▶ Description of the task
In the entries that follow, how many lines include the string "array"? The answer is the number only.

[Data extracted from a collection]
● ● ● ● ● ● ●
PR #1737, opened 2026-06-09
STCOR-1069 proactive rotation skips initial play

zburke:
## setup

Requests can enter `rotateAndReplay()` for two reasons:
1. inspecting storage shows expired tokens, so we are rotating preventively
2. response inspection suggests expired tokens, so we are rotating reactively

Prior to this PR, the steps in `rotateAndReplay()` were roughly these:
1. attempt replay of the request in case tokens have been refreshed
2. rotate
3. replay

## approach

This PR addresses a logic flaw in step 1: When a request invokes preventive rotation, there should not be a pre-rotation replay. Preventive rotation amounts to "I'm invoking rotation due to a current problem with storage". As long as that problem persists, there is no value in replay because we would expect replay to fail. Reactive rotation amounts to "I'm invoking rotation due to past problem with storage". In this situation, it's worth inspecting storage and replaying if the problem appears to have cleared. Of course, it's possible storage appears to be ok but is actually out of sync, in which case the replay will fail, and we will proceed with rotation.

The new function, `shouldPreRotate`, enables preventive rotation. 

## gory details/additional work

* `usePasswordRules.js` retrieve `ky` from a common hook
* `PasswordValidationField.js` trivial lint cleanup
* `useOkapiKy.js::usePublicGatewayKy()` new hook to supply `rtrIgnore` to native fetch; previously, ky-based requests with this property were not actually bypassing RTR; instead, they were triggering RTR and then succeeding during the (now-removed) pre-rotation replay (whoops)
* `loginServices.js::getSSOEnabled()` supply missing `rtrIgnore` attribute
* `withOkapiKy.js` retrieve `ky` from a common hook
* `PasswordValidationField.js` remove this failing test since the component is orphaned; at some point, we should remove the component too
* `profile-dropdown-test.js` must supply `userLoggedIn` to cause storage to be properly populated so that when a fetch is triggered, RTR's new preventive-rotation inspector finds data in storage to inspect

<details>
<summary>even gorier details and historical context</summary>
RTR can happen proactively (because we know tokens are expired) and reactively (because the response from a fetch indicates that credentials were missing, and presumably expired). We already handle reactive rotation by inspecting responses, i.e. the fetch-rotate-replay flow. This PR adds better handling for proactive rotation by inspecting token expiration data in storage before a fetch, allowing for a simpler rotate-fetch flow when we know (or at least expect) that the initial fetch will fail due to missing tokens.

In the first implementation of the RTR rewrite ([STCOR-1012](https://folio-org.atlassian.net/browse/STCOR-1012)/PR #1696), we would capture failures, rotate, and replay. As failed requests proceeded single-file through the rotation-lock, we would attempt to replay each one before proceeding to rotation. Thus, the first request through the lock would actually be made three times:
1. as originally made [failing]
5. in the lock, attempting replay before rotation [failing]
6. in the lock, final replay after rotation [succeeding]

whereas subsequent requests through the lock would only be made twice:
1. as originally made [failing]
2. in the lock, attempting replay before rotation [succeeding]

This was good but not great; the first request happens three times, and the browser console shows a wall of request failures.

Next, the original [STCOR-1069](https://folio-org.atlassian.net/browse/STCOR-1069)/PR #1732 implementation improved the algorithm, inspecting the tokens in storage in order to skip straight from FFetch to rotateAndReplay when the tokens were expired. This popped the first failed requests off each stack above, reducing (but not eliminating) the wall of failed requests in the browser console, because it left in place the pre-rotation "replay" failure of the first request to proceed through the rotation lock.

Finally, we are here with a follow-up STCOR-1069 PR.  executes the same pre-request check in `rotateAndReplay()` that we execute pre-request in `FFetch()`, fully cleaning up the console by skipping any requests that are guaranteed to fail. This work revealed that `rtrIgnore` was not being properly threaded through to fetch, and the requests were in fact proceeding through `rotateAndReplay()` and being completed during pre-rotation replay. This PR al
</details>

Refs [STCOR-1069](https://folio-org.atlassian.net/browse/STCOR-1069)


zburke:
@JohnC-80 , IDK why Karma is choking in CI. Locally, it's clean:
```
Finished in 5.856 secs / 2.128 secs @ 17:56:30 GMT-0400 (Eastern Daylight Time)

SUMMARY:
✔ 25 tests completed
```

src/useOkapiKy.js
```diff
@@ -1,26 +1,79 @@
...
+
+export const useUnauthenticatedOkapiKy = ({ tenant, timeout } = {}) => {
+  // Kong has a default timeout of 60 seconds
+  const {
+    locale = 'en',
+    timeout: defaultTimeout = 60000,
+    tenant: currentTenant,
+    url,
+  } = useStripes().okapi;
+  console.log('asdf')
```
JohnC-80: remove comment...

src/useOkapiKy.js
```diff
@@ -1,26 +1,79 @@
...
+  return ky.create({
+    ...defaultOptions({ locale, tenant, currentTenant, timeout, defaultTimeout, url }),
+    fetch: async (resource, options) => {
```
● ● ● ● ● ● ●
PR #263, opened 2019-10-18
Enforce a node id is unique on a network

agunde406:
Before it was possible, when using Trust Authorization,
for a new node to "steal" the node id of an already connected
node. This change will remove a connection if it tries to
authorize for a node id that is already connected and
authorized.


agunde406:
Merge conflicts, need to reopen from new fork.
● ● ● ● ● ● ●
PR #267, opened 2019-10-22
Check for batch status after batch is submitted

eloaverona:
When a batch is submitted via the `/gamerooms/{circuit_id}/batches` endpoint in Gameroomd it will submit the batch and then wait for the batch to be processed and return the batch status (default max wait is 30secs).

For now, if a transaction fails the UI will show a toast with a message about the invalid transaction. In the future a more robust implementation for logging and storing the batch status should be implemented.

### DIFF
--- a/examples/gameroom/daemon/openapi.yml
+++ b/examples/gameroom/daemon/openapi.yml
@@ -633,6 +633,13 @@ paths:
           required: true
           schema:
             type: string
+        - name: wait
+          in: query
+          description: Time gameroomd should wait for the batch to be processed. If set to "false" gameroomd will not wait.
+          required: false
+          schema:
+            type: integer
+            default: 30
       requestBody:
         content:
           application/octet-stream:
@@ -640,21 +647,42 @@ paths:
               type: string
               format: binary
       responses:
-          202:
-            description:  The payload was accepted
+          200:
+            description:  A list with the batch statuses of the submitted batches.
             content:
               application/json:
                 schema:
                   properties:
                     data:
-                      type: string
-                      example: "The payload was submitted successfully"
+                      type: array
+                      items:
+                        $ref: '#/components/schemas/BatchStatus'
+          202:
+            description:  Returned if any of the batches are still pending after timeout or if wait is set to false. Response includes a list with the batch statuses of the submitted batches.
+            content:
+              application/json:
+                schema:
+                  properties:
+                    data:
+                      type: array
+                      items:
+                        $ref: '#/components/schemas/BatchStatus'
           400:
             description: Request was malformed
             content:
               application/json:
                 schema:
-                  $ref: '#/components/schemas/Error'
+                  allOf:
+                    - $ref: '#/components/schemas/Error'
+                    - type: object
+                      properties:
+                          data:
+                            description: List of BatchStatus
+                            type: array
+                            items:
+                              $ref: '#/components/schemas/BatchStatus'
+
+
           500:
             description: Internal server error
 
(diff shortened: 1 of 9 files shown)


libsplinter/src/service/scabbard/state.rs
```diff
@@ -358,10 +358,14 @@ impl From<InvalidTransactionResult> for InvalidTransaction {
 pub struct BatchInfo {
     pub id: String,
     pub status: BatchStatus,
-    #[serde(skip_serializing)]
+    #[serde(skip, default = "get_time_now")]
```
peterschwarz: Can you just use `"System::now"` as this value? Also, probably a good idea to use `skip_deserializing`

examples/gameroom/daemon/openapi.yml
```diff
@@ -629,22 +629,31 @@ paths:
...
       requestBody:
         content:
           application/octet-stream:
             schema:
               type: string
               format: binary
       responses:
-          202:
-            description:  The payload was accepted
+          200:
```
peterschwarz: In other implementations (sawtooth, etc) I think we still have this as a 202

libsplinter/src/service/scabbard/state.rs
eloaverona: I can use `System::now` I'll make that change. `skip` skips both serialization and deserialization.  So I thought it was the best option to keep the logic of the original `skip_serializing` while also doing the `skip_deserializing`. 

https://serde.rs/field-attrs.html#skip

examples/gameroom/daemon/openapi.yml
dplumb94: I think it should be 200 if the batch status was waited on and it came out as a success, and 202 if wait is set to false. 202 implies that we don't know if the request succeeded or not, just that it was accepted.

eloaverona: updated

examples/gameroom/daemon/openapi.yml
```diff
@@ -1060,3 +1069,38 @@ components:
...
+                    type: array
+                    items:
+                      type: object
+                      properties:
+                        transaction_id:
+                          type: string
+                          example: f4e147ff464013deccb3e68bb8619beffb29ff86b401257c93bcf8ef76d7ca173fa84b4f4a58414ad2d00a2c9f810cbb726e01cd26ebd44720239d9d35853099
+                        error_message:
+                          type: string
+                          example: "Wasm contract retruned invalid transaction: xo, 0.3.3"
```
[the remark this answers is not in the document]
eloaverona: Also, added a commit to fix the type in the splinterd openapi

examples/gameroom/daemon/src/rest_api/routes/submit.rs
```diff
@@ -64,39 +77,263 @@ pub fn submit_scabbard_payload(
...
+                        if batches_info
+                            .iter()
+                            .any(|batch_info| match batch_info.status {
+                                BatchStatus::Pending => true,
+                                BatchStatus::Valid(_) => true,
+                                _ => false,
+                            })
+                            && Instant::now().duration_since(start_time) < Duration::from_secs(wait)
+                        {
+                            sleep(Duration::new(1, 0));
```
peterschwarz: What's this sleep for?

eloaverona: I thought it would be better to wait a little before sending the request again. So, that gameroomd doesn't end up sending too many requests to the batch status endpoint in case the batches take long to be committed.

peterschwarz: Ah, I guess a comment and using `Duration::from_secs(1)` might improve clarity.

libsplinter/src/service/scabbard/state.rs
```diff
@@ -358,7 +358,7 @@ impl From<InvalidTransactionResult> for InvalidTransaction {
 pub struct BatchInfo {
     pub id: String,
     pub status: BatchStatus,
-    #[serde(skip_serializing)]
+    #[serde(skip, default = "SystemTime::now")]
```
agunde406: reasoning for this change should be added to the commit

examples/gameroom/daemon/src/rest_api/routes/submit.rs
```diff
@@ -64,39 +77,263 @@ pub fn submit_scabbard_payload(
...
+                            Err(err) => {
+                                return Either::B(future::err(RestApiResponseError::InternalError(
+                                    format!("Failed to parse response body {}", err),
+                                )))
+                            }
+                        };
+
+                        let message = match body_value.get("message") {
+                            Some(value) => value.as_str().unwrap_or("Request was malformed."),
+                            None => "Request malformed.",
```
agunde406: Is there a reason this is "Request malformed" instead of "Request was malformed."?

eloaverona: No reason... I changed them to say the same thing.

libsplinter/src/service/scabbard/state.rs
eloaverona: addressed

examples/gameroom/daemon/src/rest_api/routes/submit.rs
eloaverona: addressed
● ● ● ● ● ● ●
▶ Solved problem
4